Task inputs:
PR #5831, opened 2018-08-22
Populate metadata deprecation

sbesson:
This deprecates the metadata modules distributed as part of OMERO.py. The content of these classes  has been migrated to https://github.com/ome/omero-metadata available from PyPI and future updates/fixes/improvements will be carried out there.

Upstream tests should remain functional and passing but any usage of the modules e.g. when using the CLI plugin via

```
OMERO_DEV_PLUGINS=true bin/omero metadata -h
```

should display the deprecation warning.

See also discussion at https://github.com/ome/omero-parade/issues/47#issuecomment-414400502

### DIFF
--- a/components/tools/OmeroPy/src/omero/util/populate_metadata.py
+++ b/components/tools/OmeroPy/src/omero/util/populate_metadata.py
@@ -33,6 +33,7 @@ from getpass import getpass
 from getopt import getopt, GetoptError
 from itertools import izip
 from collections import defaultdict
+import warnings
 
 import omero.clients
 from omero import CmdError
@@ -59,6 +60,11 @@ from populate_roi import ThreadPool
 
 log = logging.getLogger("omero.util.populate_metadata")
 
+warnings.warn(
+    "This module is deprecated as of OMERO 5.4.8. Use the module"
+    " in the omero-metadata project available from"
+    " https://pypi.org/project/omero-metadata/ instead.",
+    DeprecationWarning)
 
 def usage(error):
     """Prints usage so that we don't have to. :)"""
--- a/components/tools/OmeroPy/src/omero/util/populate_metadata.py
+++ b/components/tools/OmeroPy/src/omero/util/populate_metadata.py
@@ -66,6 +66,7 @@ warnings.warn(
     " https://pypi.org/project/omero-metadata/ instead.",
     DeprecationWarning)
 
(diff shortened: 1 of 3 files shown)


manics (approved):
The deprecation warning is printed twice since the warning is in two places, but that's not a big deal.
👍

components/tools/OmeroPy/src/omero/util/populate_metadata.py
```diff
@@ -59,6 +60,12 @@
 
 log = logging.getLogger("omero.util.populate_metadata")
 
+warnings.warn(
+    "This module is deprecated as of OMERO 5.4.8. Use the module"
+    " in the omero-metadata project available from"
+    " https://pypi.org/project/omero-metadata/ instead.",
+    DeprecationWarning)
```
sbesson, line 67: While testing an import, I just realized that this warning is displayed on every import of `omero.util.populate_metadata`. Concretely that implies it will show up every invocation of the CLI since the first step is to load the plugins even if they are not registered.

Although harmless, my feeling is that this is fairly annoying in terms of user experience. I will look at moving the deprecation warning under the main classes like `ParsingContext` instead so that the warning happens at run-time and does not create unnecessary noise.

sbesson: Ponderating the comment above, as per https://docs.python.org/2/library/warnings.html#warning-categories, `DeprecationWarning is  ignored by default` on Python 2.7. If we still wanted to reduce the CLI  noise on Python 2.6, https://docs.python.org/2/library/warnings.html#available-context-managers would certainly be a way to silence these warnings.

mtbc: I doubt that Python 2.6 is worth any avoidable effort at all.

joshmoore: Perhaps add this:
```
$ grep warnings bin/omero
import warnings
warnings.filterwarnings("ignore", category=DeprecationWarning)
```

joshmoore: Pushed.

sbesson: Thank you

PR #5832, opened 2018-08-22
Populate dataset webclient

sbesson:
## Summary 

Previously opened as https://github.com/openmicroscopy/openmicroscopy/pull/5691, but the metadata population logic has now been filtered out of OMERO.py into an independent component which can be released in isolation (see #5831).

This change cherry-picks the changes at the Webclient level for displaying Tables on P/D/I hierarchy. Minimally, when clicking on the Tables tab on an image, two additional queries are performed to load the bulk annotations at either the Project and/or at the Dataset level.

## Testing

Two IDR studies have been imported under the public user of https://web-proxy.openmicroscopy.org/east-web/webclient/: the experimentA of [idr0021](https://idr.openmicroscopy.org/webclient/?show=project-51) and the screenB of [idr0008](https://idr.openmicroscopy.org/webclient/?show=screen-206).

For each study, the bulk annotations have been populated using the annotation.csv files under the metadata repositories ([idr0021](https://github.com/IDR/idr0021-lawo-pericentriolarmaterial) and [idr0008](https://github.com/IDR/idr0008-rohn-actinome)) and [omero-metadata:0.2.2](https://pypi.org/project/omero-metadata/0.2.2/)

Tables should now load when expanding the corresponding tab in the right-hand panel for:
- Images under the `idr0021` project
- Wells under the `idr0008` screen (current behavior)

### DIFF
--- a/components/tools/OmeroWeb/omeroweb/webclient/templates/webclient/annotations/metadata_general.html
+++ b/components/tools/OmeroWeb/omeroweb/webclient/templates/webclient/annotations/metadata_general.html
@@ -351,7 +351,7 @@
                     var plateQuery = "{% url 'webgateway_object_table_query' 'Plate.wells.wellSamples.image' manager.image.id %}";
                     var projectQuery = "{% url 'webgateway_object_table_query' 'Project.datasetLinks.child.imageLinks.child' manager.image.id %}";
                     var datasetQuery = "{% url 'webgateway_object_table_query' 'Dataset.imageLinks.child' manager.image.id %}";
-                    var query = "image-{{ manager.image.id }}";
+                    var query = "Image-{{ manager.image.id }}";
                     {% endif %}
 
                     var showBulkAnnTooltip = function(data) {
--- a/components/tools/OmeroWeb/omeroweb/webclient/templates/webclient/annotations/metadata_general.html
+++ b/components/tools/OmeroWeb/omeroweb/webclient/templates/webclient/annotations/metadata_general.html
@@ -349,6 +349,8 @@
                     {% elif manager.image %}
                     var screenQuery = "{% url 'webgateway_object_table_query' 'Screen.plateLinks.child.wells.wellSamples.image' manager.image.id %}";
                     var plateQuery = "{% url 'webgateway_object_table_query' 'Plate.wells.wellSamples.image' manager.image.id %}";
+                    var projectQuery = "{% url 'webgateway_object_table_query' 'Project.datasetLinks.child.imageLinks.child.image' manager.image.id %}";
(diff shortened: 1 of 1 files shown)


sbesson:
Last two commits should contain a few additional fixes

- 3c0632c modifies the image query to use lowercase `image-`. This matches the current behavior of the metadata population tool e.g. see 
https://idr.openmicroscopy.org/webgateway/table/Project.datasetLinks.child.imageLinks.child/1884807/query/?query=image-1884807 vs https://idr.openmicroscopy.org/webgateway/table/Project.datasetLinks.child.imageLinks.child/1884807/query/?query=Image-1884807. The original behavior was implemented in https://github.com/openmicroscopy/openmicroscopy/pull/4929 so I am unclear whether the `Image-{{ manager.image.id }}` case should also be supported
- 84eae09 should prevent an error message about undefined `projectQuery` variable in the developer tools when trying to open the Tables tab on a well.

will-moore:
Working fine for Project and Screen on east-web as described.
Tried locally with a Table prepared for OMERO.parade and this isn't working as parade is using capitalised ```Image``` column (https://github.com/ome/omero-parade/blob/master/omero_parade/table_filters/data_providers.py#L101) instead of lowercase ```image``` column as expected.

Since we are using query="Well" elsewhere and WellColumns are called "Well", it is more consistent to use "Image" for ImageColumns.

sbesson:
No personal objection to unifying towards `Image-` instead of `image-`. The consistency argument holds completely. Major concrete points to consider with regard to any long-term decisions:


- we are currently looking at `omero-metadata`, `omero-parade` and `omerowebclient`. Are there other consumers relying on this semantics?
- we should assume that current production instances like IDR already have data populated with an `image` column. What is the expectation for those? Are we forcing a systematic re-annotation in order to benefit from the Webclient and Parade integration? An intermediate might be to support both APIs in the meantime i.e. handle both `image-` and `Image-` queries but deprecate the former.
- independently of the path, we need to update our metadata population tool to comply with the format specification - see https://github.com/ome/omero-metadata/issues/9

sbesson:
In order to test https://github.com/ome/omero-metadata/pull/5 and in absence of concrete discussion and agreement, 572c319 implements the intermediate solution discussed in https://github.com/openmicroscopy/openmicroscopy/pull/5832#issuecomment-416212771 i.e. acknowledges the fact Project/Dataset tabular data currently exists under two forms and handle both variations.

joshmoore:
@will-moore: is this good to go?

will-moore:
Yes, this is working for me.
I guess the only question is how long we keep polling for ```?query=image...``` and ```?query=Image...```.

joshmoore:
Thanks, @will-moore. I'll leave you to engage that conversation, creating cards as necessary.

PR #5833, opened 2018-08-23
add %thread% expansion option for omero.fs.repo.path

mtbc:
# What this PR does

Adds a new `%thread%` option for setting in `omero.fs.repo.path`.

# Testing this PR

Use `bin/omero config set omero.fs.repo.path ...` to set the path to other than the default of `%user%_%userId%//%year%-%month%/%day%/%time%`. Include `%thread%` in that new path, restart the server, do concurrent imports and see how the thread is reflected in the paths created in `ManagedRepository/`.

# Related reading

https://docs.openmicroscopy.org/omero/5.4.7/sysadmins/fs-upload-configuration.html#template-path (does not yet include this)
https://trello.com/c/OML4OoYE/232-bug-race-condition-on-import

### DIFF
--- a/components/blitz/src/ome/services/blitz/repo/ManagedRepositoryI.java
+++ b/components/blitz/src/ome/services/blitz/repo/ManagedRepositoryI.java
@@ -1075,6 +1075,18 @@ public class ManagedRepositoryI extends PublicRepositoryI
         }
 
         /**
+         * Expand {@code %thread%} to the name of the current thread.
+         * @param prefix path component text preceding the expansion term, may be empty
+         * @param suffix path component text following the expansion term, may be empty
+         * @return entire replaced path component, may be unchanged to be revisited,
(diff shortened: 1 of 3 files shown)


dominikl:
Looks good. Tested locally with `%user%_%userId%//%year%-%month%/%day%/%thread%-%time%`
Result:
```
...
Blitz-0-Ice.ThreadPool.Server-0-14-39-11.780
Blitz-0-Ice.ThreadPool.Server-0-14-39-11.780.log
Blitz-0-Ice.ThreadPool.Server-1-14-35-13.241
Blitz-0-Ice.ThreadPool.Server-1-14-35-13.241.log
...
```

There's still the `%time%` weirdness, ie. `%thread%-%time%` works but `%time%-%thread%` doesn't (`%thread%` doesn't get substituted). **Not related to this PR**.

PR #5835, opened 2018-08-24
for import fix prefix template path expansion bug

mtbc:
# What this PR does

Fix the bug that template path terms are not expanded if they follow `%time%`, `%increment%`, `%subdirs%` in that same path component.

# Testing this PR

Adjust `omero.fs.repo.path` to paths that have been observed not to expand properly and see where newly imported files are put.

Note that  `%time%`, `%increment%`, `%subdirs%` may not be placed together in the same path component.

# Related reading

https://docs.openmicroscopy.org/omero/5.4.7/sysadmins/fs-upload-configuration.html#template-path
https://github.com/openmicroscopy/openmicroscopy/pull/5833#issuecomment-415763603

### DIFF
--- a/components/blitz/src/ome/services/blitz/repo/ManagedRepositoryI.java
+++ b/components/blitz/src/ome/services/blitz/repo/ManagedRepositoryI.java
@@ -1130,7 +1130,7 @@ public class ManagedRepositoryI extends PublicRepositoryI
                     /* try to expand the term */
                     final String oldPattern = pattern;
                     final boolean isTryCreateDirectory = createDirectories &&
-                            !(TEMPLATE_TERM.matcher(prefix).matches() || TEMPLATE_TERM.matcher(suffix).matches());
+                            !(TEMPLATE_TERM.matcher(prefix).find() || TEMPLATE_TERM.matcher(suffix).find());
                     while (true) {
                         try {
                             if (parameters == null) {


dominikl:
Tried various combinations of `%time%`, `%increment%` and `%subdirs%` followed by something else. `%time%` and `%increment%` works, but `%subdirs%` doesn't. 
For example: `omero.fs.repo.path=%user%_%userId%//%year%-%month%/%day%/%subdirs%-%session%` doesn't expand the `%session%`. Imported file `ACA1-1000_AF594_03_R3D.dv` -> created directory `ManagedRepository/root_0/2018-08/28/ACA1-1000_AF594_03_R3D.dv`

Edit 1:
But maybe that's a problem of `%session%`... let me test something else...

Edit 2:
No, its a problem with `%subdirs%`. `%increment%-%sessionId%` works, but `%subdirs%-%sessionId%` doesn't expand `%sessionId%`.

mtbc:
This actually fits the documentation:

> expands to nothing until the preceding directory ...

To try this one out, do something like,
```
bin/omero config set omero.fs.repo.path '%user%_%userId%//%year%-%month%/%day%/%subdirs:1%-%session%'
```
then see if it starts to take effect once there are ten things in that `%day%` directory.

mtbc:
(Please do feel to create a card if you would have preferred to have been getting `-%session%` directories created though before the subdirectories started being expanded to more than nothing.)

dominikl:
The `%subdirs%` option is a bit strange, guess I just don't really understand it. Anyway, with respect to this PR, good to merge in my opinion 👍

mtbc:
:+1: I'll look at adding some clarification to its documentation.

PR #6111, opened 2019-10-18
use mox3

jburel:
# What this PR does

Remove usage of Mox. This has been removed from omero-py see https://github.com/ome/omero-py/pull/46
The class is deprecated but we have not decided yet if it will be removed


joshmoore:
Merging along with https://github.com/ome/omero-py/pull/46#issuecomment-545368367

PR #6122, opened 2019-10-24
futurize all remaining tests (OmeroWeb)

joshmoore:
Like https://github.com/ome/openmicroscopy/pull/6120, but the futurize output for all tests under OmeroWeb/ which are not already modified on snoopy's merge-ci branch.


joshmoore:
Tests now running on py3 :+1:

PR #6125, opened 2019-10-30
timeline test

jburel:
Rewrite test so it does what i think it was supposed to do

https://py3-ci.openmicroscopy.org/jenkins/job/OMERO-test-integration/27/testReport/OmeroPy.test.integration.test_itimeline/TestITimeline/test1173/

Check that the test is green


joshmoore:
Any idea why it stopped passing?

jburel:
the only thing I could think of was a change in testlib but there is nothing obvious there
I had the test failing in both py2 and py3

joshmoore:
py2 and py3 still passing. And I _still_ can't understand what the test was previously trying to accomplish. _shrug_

What to produce: Copy out, exactly and alone, the lines of the entries above between the ones holding "(diff shortened: 1 of 1 files shown)" and "Tried locally with", inclusive.

Exercise response:
(diff shortened: 1 of 1 files shown)


sbesson:
Last two commits should contain a few additional fixes

- 3c0632c modifies the image query to use lowercase `image-`. This matches the current behavior of the metadata population tool e.g. see 
https://idr.openmicroscopy.org/webgateway/table/Project.datasetLinks.child.imageLinks.child/1884807/query/?query=image-1884807 vs https://idr.openmicroscopy.org/webgateway/table/Project.datasetLinks.child.imageLinks.child/1884807/query/?query=Image-1884807. The original behavior was implemented in https://github.com/openmicroscopy/openmicroscopy/pull/4929 so I am unclear whether the `Image-{{ manager.image.id }}` case should also be supported
- 84eae09 should prevent an error message about undefined `projectQuery` variable in the developer tools when trying to open the Tables tab on a well.

will-moore:
Working fine for Project and Screen on east-web as described.
Tried locally with a Table prepared for OMERO.parade and this isn't working as parade is using capitalised ```Image``` column (https://github.com/ome/omero-parade/blob/master/omero_parade/table_filters/data_providers.py#L101) instead of lowercase ```image``` column as expected.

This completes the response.